Prescribed security tools such as AWS Config, AWS CloudTrail, and AWS Security Hub will be set up according to the baseline configurations.
After setting up the sandbox, penetration testing will be performed against the various sandbox setups, secured using the baseline configurations. Penetration testing should utilize available tooling such as Kali Linux and various other penetration testing tools and replicate the types of attacks that an attacker would be expected to carry out against an S3 bucket found in the real world. A mixture of automated tools and manual testing will be implemented to ensure test coverage. Custom scripts may be developed to support the testing as needed.
Penetration test results from wide open buckets or buckets configured to some basic level of hardening will be used as a "control" to judge the effectiveness of the security baselines. For example, penetration testing of a wide open bucket should show a lot of vulnerabilities easily accessible by a hacker. In order to prove that the provided S3 baseline configurations actually have a marked impact on the security of S3 buckets, test results after should show a reduction in the number of vulnerabilities.
Results from initial baselines will be noted and shared. If there are glaring vulnerabilities that are not acceptable according to the baseline's level of intended security, modifications may need to be made to the baseline and the tests re-run.
Time is a luxury for most IT departments, and especially so for the smaller organizations that can stand to benefit from S3 baselines. It would be beneficial to also provide a means of automating the implementation of the developed baselines. This would mean that a system administrator or cloud administrator could implement the baseline recommendations by running a single script rather than hunting down potentially dozens of settings in the AWS console.
The AWS CLI can be used to run scripts, and AWS Cloudformation can also be used to automate the construction of security policies and settings. Both tools will be incorporated into this step and the most thorough, most convenient methods will be selected to put forth as an option for system administrators to use to implement the baselines.
In order to do anything on AWS, you need to sign up for an AWS account. There are multiple ways to do this. If you work for or are part of an organization there may already be an organizational account that you can take advantage of. If not, you can sign up for an AWS account using your email address and a credit card (used for billing services used).
The purpose of these baselines is to enhance the security of S3 buckets. And, as was stated above, some level of testing is needed to verify the baselines are in fact contributing to the security of the buckets. So, in order to test this, three (or more) buckets are needed, one corresponding to each level of baseline provided. Each bucket will have settings adjusted according to the prescribed baseline, and can then be tested against the others.

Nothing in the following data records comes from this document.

PR #93, opened 2018-05-30
Imron/journald

imron:
Initial journald plugin.


scalyr_agent/builtin_monitors/journald_monitor.py
```diff
@@ -0,0 +1,258 @@
...
+
+global_log = scalyr_logging.getLogger(__name__)
+__monitor__ = __name__
+
+define_config_option( __monitor__, 'journal_path',
+                     'Optional (defaults to /var/log/journal). Location on disk of the journald logs.',
+                     convert_to=str, default='/var/log/journal')
+
+define_config_option( __monitor__, 'journal_poll_timeout_milliseconds',
+                     'Optional (defaults to 0). The number of milliseconds to wait for data while polling the journal file. '
```
czerwingithub: I think you should have a little explanation in the main documentation for the monitor on how the polling from journald works and reference it here.

scalyr_agent/builtin_monitors/journald_monitor.py
```diff
@@ -0,0 +1,258 @@
...
+                   )
+
+global_log = scalyr_logging.getLogger(__name__)
+__monitor__ = __name__
+
+define_config_option( __monitor__, 'journal_path',
+                     'Optional (defaults to /var/log/journal). Location on disk of the journald logs.',
+                     convert_to=str, default='/var/log/journal')
+
+define_config_option( __monitor__, 'journal_poll_timeout_milliseconds',
```
czerwingithub: Let's put this in units of seconds and allow a float.

scalyr_agent/builtin_monitors/journald_monitor.py
```diff
@@ -0,0 +1,258 @@
...
+
+define_config_option( __monitor__, 'journal_fields',
+                     'Optional dict containing a list of journal fields to include with each message, as well as a field name to map them to.\n'
+                     'Note: Not all fields need to exist in every message and only fields that exist will be included.\n'
+                     'Defaults to {:\n'
+                     '  "_SYSTEMD_UNIT": "unit"\n'
+                     '  "_PID": "pid"\n'
+                     '  "_MACHINE_ID": "machine_id"\n'
+                     '  "_BOOT_ID": "boot_id"\n'
+                     '  "_HOSTNAME": "hostname"\n'
```
czerwingithub: Will it be normal for journald to have logs from other hosts?

This hostname will be in addition to the `serverHost` field already uploaded by the agent.  The `serverHost` field is what determines what server the log came from in the UI.  I want to make sure we aren't confusing the user in the common case.

scalyr_agent/builtin_monitors/journald_monitor.py
```diff
@@ -0,0 +1,258 @@
...
+                     '  "_SOURCE_REALTIME_TIMESTAMP": timestamp"\n'
+                     '}\n',
+                     default=None
+                     )
+
+define_config_option( __monitor__, 'journal_matches',
+                      'Optional list containing match strings for filtering entries.  A match string consists of "FIELD=value" where FIELD '
```
czerwingithub: I believe you said we are relying on a standard journald filtering mechanism here.  Our documentation here should point to their documentation.  I'm not quite understanding how this works from the description here.

scalyr_agent/builtin_monitors/journald_monitor.py
```diff
@@ -0,0 +1,258 @@
...
+                      'is a field of the journal entry e.g. _SYSTEMD_UNIT, _HOSTNAME, _GID and "value" is the value to filter on. '
+                      'All matches of different field are combined with logical AND, and matches of the same field are automatically combined with logical OR. '
+                      'If empty or None then no filtering occurs.',
+                      default=None )
+
+define_config_option( __monitor__, 'checkpoint_name',
```
czerwingithub: I think we should do away with this and just rely on the existing monitor instance name mechanism to allow them to specify unique names for the monitor using the `id` configuration option.  If they don't specify an `id` then that's on them.

scalyr_agent/builtin_monitors/journald_monitor.py
```diff
@@ -0,0 +1,258 @@
...
+
+        Note: This function should only be called directly after a call to _has_pending_entries()
+        returns True.
+        """
+        # read all the entries
+        for entry in self._journal:
+            try:
+                msg = entry.get('MESSAGE', '')
+                extra = self._get_extra_fields( entry )
+                self._logger.emit_value('message', msg, extra_fields=extra)
```
czerwingithub: `message` is a reserved field in scalyr meant to hold the entire log line .  So, use something else here.. maybe `content` or `payload`?

scalyr_agent/builtin_monitors/journald_monitor.py
```diff
@@ -0,0 +1,258 @@
...
+        try:
+            process = self._journal.process()
+        except Exception, e:
+            # early return if there was an error
+            global_log.warn( "Error processing journal entries: %s" % str(e),
+                             limit_once_per_x_secs=60, limit_key='journald-process-error' )
+
+            return False
+
+        if process == journal.NOP:
```
czerwingithub: Add comment here saying what a NOP from journald means.

scalyr_agent/monitor_utils/journald_checkpoints.py
```diff
@@ -0,0 +1,74 @@
...
+# author:  Imron Alston <imron@scalyr.com>
+
+__author__ = 'imron@scalyr.com'
+
+import random
+import threading
+import scalyr_agent.util as scalyr_util
+import scalyr_agent.scalyr_logging as scalyr_logging
+
+global_log = scalyr_logging.getLogger(__name__)
```
czerwingithub: Why have this as a separate file?

scalyr_agent/monitor_utils/journald_checkpoints.py
```diff
@@ -0,0 +1,74 @@
...
+
+_global_lock = threading.Lock()
```
czerwingithub: document that it must be held to access the next field.

scalyr_agent/monitor_utils/journald_checkpoints.py
```diff
@@ -0,0 +1,74 @@
...
+        if filename not in _global_checkpoints:
+            checkpoints = {}
+            try:
+                checkpoints = scalyr_util.read_file_as_json( filename )
+            except:
+                global_log.log( scalyr_logging.DEBUG_LEVEL_1, "No checkpoint file '%s' exists.\n\tAll journald logs for '%s' will be read starting from their current end.", filename )
+                checkpoints = {}
+
+            result = Checkpoint( filename, checkpoints )
+            _global_checkpoints[filename] = result
```
czerwingithub: I'm not a big fan of holding a lock while we are doing I/O operations.  How about we hold the lock to check to see if `filename` is in `_global_checkpoints` and then again when we go to try to insert in what we just read into `_global_checkpoints`.  If someone else has added it to `_global_checkpoints` while we did the read operation, then we just drop our `Checkpoint` object on the ground and return the one in the the `_global_checkpoints` dict.

scalyr_agent/monitor_utils/journald_checkpoints.py
```diff
@@ -0,0 +1,74 @@
...
+    finally:
+        _global_lock.release()
+
+    return result
+
+class Checkpoint( object ):
```
czerwingithub: Add documentation for what this class does.

scalyr_agent/monitor_utils/journald_checkpoints.py
```diff
@@ -0,0 +1,74 @@
...
+
+    def __init__( self, filename, checkpoints ):
+        self._lock = threading.Lock()
+        self._filename = filename
+        self._checkpoints = checkpoints
+
+    def get_checkpoint( self, name ):
```
czerwingithub: Document this method and other methods, including arguments.

scalyr_agent/builtin_monitors/journald_monitor.py
```diff
@@ -0,0 +1,258 @@
+# Copyright 2014 Scalyr Inc.
```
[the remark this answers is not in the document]
imron: Good catch.  That's what I get for copying/pasting the copyright from the syslog monitor (which probably shouldn't be 2014 either).

scalyr_agent/builtin_monitors/journald_monitor.py
```diff
@@ -0,0 +1,258 @@
...
+from scalyr_agent import ScalyrMonitor, define_config_option
+from scalyr_agent.scalyr_monitor import BadMonitorConfiguration
+from scalyr_agent.monitor_utils import journald_checkpoints
+from scalyr_agent.monitor_utils.journald_checkpoints import Checkpoint
+import scalyr_agent.scalyr_logging as scalyr_logging
+
+try:
+    from systemd import journal
+except ImportError:
+    raise Exception('Python systemd library not installed.\n\nYou must install the systemd python library in order '
```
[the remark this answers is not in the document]
imron: No other places where it's raised (but several where it's caught).  That being said, the monitor modules are loaded dynamically, so it's already the case that the exception will only be raised if the user has configured the agent to use the journald monitor.  I just double checked this by setting it to always raise that exception and the error message only manifested when the journald_monitor was configured, otherwise the agent started normally.  I can make it throw in the initialize method if necessary, but the behaviour is already the same as you described so I'm not sure if it's necessary.

scalyr_agent/builtin_monitors/journald_monitor.py
imron: I'm not sure,  however journald supports it and Docker (the company) make extensive use of journald so maybe it's something they'll encounter?  I can change it to originating_host or similar or just leave it out?  If they need it, I guess they can always specify it manually in their agent config.

scalyr_agent/builtin_monitors/journald_monitor.py
imron: There is no existing mechanism per se, instead it appears the `id` field is just a common convention used by some monitors (and each one implements as necessary).  I've updated the agent to also use id instead of checkpoint_name, or use the module_name if no id is specified.

scalyr_agent/builtin_monitors/journald_monitor.py
imron: `details` appears to be used by other plugins, and I saw that during development and thought `message` is more suitable.  Now I now why that's the case :-)  Maybe switch it to `details`?

scalyr_agent/monitor_utils/journald_checkpoints.py
imron: Not for anything relevant to this plugin, but as I was writing it, I thought that this is not the only plugin that requires saving checkpoints (docker plugin does it also) and future plugins will probably need this functionality at some point too, so my thinking was it might make sense to have a generic way of handling monitor checkpoints and ended up putting this in its own file in case it gets expanded for other plugins later.

scalyr_agent/monitor_utils/journald_checkpoints.py
imron: I've fixed this up.  I agree, I'm not a big fan of locking while doing I/O either.  What about the case further down where we write the file atomically?  The atomic_write function writes to a temp file first, so I guess we'd then need to be not locking and creating unique temporary files per thread, and relying on the fact that the OS will take care of renames atomically for us without needing the lock?

I had a look at doing that initially, but the standard python tempfile mechanism didn't really have something suitable for how we use it here, and so I thought holding the lock for that I/O is probably going to be ok - at least for the journald plugin which has relatively small checkpoint files and relatively little that can go wrong during the I/O phase.  Thoughts?

scalyr_agent/builtin_monitors/journald_monitor.py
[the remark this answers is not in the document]
czerwingithub: Ok, we can leave it where it is as long as the error message is being shown at the right place.  Just add in a comment saying this should only be thrown during monitor configuration.

scalyr_agent/builtin_monitors/journald_monitor.py
czerwingithub: Yes, let's leave it out for now with a comment saying that that field is available for use by customers.  I suspect (but could very well be wrong) that this will be duplicate with the serverHost so I don't want to confuse folks by having duplicate information.

scalyr_agent/builtin_monitors/journald_monitor.py
czerwingithub: Sure `details` sounds good to me.

scalyr_agent/monitor_utils/journald_checkpoints.py
czerwingithub: I hear you about wanting to reuse it on other plugins.  However, until we actually have multiple plugins using it, I suggest we don't put it in its own file.  Essentially, don't try to generalize until we actually have multiple uses.

scalyr_agent/monitor_utils/journald_checkpoints.py
czerwingithub: Yup, I noticed the lock being held for the writes as well... and yes, there's not as easy of a way to avoid holding it there IMO.  I prefer to not hold locks during I/O but sometimes it's just too hard to avoid it.. and yes, at least this is just on the write path so should not get much contention.

imron:
Ok, I've incorporated all those changes, done basic smoke-testing and also added documentation.

scalyr_agent/builtin_monitors/journald_monitor.py
```diff
@@ -0,0 +1,379 @@
...
+            try:
+                msg = entry.get('MESSAGE', '')
+                extra = self._get_extra_fields( entry )
+                self._logger.emit_value('details', msg, extra_fields=extra)
+                self._last_cursor = entry.get('__CURSOR', None)
+            except Exception, e:
+                global_log.warn( "Error getting journal entries: %s" % str(e),
+                                 limit_once_per_x_secs=60, limit_key='journald-entry-error' )
+
+    def gather_sample(self):
```
czerwingithub: Ok, after reading this in the documentation, it just seems too weird to overload `sample_interval` for polling journald entries.  How about you just create a `journal_poll_interval` config option.  Then, just invoke the monitor's `set_sample_interval` during the configuration?  Then document here that we just rely on `gather_sample` being invoked once ever `journal_poll_interval`.

Sorry, you'll have to update the documentation, but I think this makes more sense for now.

imron:
Ok, I've updated the documentation and monitor, and have rebased against the current master.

In order to test and verify the security provided by the baselines, some sort of penetration testing box is needed. In the case of this setup, a Kali Linux instance is recommended. A Kali Linux EC2 can be spun up in the same AWS region from within the AWS console. The AWS Marketplace offers a Kali Linux AMI which is the easiest way to spin up this VM. Choosing the official Kali Linux AMI allows you to then choose what size of EC2 instance and which tier of EBS you need. A T2.micro was used for the purposes of our setup and testing, with a magnetic EBS option in order to save on AWS usage costs.